Его падение было необыкновенным. Саша чувствовал, что стоит на тверди, но в то же время отчетливо ощущал, как воздух, сначала пушистым, едва ощутимым касанием омывал его тело, но с каждым мгновением его струи становились более упругими и реально ощутимыми. Он продолжал падать, стоя на чем-то твердом, с улыбкой слушая свист теплого воздуха в ушах и боясь пошевелиться, чтобы не отстраниться от прохлады женских ладоней, которые по-прежнему были на его груди. Он боялся открыть глаза, чтобы не разочароваться, когда увидит обыкновенную, непременно обыкновенную после такого сказочного полета, светлицу.
— Где я? — сказал он, и даже не сказал, а глухо, зачарованно простонал.
— Ты со мной, — ответил все тот же ласковый и одновременно отчужденный голос Анны. — Не бойся, я буду с тобой.

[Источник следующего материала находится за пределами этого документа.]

PR #160, opened 2025-04-29
Fix(_toURL): Empty Version Objects Causing URL Construction Errors

schreibersefaria:
## Issue
Bookmarks created from topic pages were causing an endless loading spinner, with the error:

    url.replace is not a function

When navigating from a topic page to a text and bookmarking it, the app was storing version info as empty objects (`{ en: {}, he: {} }`) instead of strings or `null`.

## Fix
Verify that each version value is actually a string before sanitizing it, so that we never call `.replace()` on an object.

## Implementation
In **`api.js`** (_toURL method), wrap the version-suffix logic in a `typeof` check:

    // Before sanitizing, ensure versions.en is a string
    if (versions.en && typeof versions.en === 'string') {
      urlSuffix += `&ven=${this._sanitizeURL(versions.en)}`;
    }

    // Similarly for Hebrew, if needed:
    if (versions.he && typeof versions.he === 'string') {
      urlSuffix += `&vhe=${this._sanitizeURL(versions.he)}`;
    }

## Next Steps
1. **Verify version data**  
   What should happen when those version-objects actually contain valid version strings?  
2. **E2E test**  
   Ensure bookmarking texts from topic pages now works and does not break existing flows.
   The bookmark that is saved can also not be deleted.

### DIFF
--- a/api.js
+++ b/api.js
@@ -171,9 +171,6 @@ var Api = {
           url += 'api/texts/';
           urlSuffix = `?context=${context === true ? 1 : 0}&commentary=0`;
           if (versions) {
-            // BUGFIX Patch: Bookmarks created from topic can pass empty objects {en: {}, he: {}}
-            // instead of strings or nulls for version values, causing url.replace errors.
-            // We check that each version is actually a string before trying to sanitize it.
             if (typeof versions.en === 'string') {
               urlSuffix += `&ven=${this._sanitizeURL(versions.en)}`;
             }
--- a/api.js
+++ b/api.js
@@ -36,20 +36,6 @@ var Api = {
   _lexiconCache: {},
   _currentRequests: {}, // object to remember current request in order to abort. keyed by apiType
   
-  // Utility function to sanitize version objects
-  sanitizeVersions: function(versions) {
-    if (!versions) return versions;
-    
-    const sanitized = {...versions};
-    if (sanitized.en && typeof sanitized.en === 'object' && Object.keys(sanitized.en).length === 0) {
-      delete sanitized.en;
-    }
-    if (sanitized.he && typeof sanitized.he === 'object' && Object.keys(sanitized.he).length === 0) {
-      delete sanitized.he;
-    }
-    return sanitized;
-  },
-  
   _textCacheKey: function(ref, context, versions) {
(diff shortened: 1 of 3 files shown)


api.js
```diff
@@ -170,8 +171,15 @@ var Api = {
           url += 'api/texts/';
           urlSuffix = `?context=${context === true ? 1 : 0}&commentary=0`;
           if (versions) {
-            if (versions.en) { urlSuffix += `&ven=${this._sanitizeURL(versions.en)}`; }
-            if (versions.he) { urlSuffix += `&vhe=${this._sanitizeURL(versions.he)}`; }
+            // BUGFIX Patch: Bookmarks created from topic can pass empty objects {en: {}, he: {}}
+            // instead of strings or nulls for version values, causing url.replace errors.
+            // We check that each version is actually a string before trying to sanitize it.
+            if (versions.en && typeof versions.en === 'string') {
```
YishaiGlasner, line 177: you don't need the `versions.en` anymore
it can be just
`typeof versions.en === 'string'`
if it's an empty string, adding it will do no harm (unless this runs so many so it has performance effect).
also in l30

api.js
```diff
@@ -170,8 +171,15 @@ var Api = {
           url += 'api/texts/';
           urlSuffix = `?context=${context === true ? 1 : 0}&commentary=0`;
           if (versions) {
-            if (versions.en) { urlSuffix += `&ven=${this._sanitizeURL(versions.en)}`; }
-            if (versions.he) { urlSuffix += `&vhe=${this._sanitizeURL(versions.he)}`; }
+            // BUGFIX Patch: Bookmarks created from topic can pass empty objects {en: {}, he: {}}
```
YishaiGlasner, line 174: i think this doc string is redundant.
checking that something is string before adding it to a string is self evident.

api.js
schreibersefaria: Done. is that true also for HE?

api.js
schreibersefaria: removed

schreibersefaria: Although maybe it makes sense to at least explain the behaviour. Why we chose to ignore non strings instead of throwing an error?

YishaiGlasner (approved):

PR #163, opened 2025-05-05
chore: Build files from fastlane

schreibersefaria:
I forgot to add these to the version branch, so here they are.


schreibersefaria:
This will likely be irrelevant after the move to RN 77.
@nsantacruz Is that right? Once you do the next build, these aren't helpful?

PR #165, opened 2025-05-13
rn-77-fix-toc-arrows

nsantacruz:
The arrows on complex text table of contents had incorrect spacing after upgrading to RN 77. This PR fixes that.

### DIFF
--- a/Misc.js
+++ b/Misc.js
@@ -725,11 +725,17 @@ const CollapseIcon = ({ showHebrew, isVisible }) => {
     }
   }
   return (
-    <Image
-      source={src}
-      style={[(showHebrew ? styles.collapseArrowHe : styles.collapseArrowEn), Platform.OS === 'android' ? {marginTop: 3} : null]}
-      resizeMode={'contain'}
-    />
+      // arrow margins vary greatly depending on the platform and language
+      <View style={[
+          (showHebrew ? styles.collapseArrowOuterHe : styles.collapseArrowOuterEn),
+          (Platform.OS === 'android' ? (showHebrew ? styles.collapseArrowAndroidHe : styles.collapseArrowAndroidEn) : (showHebrew ? styles.collapseArrowIOSHe : null))
+      ]}>
+        <Image
+            source={src}
+            style={styles.collapseArrow}
+            resizeMode={'contain'}
+        />
+      </View>
   );
 }
 CollapseIcon.propTypes = {
--- a/Misc.js
+++ b/Misc.js
@@ -725,10 +725,12 @@ const CollapseIcon = ({ showHebrew, isVisible }) => {
     }
   }
   return (
-      // arrow margins vary greatly depending on the platform and language
+      // React Native 0.77 caused differences in spacing for this arrow icon on iOS and Android and English and Hebrew
+      // We are accounting for this with fine-grained styling below
       <View style={[
           (showHebrew ? styles.collapseArrowOuterHe : styles.collapseArrowOuterEn),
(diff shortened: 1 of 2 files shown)


ReaderApp.js
```diff
@@ -25,7 +25,7 @@ import BackgroundFetch from "react-native-background-fetch";
 import { InAppBrowser } from 'react-native-inappbrowser-reborn';
 import BootSplash from "react-native-bootsplash";
 import nextFrame from 'next-frame';
-import RNShake from 'react-native-shake';
+import { Shake } from '@sapkalabs/react-native-shake';
```
schreibersefaria, line 28: This seems flaky. It's a library from 2 months ago and could easily not be maintained.

android/gradle.properties
```diff
@@ -33,7 +33,7 @@ reactNativeArchitectures=armeabi-v7a,arm64-v8a,x86,x86_64
 # your application. You should enable this flag either if you want
 # to write custom TurboModules/Fabric components OR use libraries that
 # are providing them.
-newArchEnabled=false
+newArchEnabled=true
```
schreibersefaria, line 36: This seems like a big change (and I think there are some others), maybe worth adding them to the PR description

schreibersefaria (commented):
This is an outdated review

useHTMLViewStyles.js
```diff
@@ -12,7 +12,7 @@ export function useHTMLViewStyles(bilingual, textType) {
       const isHeb = textType === "hebrew";
       const lineHeightMultiplier = isHeb ? (Platform.OS === 'android' ? 1.333 : 1.25) : 1.15;
       const fontSizeMultiplier = isHeb ? 1 : 0.8;
-      const justifyStyle = {textAlign: (isStacked && Platform.OS === 'ios') ? 'justify' : (isHeb ? 'right' : 'left'), writingDirection: isHeb ? "rtl" : "ltr"};
+      const justifyStyle = {textAlign: isStacked ? 'justify' : (isHeb ? 'right' : 'left'), direction: isHeb ? "rtl" : "ltr"};
```
schreibersefaria: Personally I would go for consistency rather than allowing justify when we can. So no justify at all. Sounds like a Micky question.
In any case, I would add a comment with the current behaviour we are going for

Misc.js
```diff
@@ -725,11 +725,17 @@ const CollapseIcon = ({ showHebrew, isVisible }) => {
     }
   }
   return (
-    <Image
-      source={src}
-      style={[(showHebrew ? styles.collapseArrowHe : styles.collapseArrowEn), Platform.OS === 'android' ? {marginTop: 3} : null]}
-      resizeMode={'contain'}
-    />
+      // arrow margins vary greatly depending on the platform and language
```
schreibersefaria, line 728: It may be worth adding long form comments with the current state of what dependencies we know about and are taking into account (whenever we have styling based on OS and lang) so we can more easily fix it later.
(This is also true for justification etc)

Misc.js
```diff
@@ -725,11 +725,17 @@ const CollapseIcon = ({ showHebrew, isVisible }) => {
...
+      <View style={[
+          (showHebrew ? styles.collapseArrowOuterHe : styles.collapseArrowOuterEn),
+          (Platform.OS === 'android' ? (showHebrew ? styles.collapseArrowAndroidHe : styles.collapseArrowAndroidEn) : (showHebrew ? styles.collapseArrowIOSHe : null))
```
schreibersefaria, line 731: could use indentation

Это было сказано так, словно это была единственная и последняя возможность убедить безнадежно больного человека в скором выздоровлении. И ощущение скорого счастья стало как будто ближе. Александр не только чувствовал его приближение, но и даже через закрытые веки видел его свет: где-то снизу, разгораясь с каждым последующим мгновением падения, бил свет и вскоре он стал настолько сильным, что растворил веки, наполнив их розово-золотым блеском до той степени, что стал вливаться в сознание.
— Ты будешь со мной, — на выдохе вырвалось у него. — Ты будешь со мной всегда?
Последнюю фразу он прокричал, уже погружаясь в упругое, но ласковое золото загадочного, но долгожданного свечения. В самое его ядро.
— Ты будешь всегда со мной?
И в его крике было требование. Подчиняясь чужой и могущественной воле, он почувствовал свою собственную, которая зверем, учуявшим свободу, рвала все оковы, чтобы стать свободной и не менее могущественной. Мгновение счастья наступило… Нет, оно обвалилось на Александра, опрокинулось светом из-под ног и накрыло его полнотой и бесконечной радостью. Он закричал, выдыхая из груди весь воздух, чтобы наполнить ее вздохом нового, но насыщенного до предела счастьем. Это было ощущение полноты могущества и равности с кем-то, кто если и был велик, то только потому, что был невидим. Он мог быть невидимым, но его сила уже принадлежала человеку. Еще раз вздохнув как можно глубже, пьянея от распирающего грудь воздуха, Саша закричал, переходя от необыкновенной, предельно возможной радости, на переливы и визг… И это был крик дикаря, победившего доисторического дракона.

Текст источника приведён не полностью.